### DATA EXTRACTS
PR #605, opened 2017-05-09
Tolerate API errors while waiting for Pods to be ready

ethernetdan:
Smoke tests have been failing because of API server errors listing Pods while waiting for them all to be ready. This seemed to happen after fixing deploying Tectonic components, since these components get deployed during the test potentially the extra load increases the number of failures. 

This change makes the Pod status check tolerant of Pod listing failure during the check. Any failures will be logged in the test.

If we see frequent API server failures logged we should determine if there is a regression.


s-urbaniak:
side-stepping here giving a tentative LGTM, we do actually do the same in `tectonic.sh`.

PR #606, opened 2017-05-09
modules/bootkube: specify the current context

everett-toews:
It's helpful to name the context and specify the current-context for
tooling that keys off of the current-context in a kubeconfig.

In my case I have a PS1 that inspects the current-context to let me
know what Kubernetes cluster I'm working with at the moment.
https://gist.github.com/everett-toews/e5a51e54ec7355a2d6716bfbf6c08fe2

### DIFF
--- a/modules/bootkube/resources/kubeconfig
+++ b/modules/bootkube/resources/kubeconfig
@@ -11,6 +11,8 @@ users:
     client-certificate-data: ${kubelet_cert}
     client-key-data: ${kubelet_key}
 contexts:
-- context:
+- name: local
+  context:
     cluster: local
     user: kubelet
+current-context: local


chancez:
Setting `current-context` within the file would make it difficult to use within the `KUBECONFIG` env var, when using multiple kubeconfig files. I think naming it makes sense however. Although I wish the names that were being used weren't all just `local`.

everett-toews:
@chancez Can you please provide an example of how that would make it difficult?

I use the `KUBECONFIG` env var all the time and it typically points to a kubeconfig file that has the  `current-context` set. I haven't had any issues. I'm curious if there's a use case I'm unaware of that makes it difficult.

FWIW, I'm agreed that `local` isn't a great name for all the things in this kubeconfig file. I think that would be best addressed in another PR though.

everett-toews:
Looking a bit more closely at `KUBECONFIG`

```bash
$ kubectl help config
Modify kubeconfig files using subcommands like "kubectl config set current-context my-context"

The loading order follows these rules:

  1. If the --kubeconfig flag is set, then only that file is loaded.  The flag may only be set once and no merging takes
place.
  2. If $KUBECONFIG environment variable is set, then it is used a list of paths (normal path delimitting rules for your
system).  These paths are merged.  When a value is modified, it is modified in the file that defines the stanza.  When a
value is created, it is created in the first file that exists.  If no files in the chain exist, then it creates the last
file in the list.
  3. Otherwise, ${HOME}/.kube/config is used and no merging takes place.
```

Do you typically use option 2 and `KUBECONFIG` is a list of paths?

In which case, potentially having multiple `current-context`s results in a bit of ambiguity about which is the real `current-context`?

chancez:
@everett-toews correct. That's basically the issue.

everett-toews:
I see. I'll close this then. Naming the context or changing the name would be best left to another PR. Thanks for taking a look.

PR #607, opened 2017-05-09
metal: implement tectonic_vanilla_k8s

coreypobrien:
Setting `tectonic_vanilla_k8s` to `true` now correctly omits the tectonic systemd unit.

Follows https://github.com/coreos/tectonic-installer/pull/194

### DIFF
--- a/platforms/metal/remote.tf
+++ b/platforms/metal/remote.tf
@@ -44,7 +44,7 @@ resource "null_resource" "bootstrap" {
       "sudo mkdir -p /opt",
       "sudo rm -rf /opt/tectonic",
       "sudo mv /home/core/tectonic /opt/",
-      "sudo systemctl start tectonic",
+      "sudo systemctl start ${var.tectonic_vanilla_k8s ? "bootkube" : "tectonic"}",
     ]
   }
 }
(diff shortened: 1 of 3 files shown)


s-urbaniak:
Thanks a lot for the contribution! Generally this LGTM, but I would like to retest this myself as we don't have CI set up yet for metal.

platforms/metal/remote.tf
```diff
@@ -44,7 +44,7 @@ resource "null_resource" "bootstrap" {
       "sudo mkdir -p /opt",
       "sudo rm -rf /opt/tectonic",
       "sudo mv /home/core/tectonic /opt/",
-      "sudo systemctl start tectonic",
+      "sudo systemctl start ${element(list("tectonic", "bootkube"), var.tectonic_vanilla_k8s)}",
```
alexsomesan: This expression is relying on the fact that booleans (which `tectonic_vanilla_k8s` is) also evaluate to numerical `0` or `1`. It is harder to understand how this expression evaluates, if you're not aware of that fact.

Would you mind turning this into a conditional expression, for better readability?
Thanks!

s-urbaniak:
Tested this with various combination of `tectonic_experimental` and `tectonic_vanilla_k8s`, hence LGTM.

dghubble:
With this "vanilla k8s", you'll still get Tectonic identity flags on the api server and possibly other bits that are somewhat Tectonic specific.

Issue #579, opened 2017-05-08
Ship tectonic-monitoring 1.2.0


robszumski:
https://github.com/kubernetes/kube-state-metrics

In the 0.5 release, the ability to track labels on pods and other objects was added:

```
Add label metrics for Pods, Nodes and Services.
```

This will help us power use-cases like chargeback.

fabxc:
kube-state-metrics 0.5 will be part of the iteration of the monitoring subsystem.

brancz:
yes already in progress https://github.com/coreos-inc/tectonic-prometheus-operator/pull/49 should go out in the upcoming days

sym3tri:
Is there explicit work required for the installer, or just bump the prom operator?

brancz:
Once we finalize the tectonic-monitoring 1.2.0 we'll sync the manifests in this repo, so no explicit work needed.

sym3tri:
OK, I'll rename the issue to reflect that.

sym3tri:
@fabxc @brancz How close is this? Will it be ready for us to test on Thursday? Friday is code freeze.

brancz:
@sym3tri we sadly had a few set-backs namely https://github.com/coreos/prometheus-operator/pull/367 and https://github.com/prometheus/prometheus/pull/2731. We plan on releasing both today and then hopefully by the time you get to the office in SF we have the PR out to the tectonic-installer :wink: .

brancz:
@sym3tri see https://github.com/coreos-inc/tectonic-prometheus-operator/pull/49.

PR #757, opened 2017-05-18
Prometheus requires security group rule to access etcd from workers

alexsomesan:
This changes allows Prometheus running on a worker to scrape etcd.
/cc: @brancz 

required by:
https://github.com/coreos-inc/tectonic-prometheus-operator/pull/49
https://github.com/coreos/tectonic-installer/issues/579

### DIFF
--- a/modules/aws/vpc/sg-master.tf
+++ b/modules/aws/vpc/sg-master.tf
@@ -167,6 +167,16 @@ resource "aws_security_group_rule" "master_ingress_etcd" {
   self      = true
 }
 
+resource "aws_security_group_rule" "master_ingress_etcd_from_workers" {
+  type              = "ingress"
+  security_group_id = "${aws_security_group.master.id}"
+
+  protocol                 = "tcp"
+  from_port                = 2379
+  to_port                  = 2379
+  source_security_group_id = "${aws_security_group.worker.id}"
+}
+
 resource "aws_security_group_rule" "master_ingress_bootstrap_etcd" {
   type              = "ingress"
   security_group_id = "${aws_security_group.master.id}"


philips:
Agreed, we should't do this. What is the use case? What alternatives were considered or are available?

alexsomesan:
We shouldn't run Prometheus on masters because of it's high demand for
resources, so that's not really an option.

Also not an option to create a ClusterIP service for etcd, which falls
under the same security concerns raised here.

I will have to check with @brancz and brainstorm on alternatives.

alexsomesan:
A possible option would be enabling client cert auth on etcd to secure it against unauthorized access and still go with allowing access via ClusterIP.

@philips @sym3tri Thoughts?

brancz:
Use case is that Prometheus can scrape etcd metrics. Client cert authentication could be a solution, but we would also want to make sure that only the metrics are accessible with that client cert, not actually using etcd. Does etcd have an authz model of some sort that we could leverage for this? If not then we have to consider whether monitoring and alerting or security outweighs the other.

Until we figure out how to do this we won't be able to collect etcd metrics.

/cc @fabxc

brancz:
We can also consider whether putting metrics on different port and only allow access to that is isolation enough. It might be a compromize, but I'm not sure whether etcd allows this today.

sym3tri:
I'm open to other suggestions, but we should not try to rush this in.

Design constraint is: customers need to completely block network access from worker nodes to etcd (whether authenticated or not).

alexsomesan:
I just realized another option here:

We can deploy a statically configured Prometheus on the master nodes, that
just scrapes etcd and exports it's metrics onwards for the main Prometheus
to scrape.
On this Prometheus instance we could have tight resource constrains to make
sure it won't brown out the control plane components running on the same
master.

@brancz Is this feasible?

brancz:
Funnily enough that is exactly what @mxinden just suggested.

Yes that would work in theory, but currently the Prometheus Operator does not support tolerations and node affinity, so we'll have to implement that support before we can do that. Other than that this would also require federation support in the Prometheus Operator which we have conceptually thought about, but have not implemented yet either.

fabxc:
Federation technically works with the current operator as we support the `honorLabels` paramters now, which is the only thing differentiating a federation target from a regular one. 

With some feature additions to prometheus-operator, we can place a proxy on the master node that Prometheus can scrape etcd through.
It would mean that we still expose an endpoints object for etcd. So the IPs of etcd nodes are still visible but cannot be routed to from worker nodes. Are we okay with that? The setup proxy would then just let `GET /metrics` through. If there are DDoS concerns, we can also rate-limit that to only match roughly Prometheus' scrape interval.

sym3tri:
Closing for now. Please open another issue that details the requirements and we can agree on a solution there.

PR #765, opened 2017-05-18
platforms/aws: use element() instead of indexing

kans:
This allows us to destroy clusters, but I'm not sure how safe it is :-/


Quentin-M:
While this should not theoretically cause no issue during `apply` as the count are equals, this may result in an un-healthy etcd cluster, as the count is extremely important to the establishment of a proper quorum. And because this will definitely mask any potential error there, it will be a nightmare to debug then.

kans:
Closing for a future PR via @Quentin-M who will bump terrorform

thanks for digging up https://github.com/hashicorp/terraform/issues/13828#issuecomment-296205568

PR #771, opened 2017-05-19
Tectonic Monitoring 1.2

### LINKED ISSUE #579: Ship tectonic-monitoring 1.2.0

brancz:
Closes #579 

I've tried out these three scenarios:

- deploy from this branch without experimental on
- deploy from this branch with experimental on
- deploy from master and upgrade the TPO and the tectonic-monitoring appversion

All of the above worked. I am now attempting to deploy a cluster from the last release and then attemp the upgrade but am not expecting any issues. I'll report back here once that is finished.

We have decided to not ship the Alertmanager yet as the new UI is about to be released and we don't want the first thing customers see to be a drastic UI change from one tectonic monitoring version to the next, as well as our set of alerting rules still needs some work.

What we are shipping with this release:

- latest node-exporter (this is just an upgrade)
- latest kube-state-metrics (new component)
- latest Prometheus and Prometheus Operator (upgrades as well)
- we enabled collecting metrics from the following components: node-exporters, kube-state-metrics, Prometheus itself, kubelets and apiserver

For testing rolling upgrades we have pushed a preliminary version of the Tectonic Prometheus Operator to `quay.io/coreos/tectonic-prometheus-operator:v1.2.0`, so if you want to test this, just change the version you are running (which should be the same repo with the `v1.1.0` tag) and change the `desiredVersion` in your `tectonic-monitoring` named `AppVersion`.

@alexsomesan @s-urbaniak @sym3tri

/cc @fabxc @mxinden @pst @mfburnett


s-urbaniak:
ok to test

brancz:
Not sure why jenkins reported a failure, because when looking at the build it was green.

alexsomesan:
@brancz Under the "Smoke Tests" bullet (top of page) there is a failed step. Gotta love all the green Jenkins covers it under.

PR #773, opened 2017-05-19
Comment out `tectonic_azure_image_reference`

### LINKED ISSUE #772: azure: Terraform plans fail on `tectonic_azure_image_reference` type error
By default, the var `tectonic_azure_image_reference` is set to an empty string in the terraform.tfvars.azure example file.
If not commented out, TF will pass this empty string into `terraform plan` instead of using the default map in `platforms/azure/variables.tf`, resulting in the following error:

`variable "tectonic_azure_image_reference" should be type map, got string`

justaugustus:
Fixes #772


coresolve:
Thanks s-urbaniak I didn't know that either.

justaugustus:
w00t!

### EXERCISE
Please make an exact copy of the lines above from the line with "What we are" through the line with "- latest Prometheus", both ends included.

### EXERCISE OUTPUT
What we are shipping with this release:

- latest node-exporter (this is just an upgrade)
- latest kube-state-metrics (new component)
- latest Prometheus and Prometheus Operator (upgrades as well)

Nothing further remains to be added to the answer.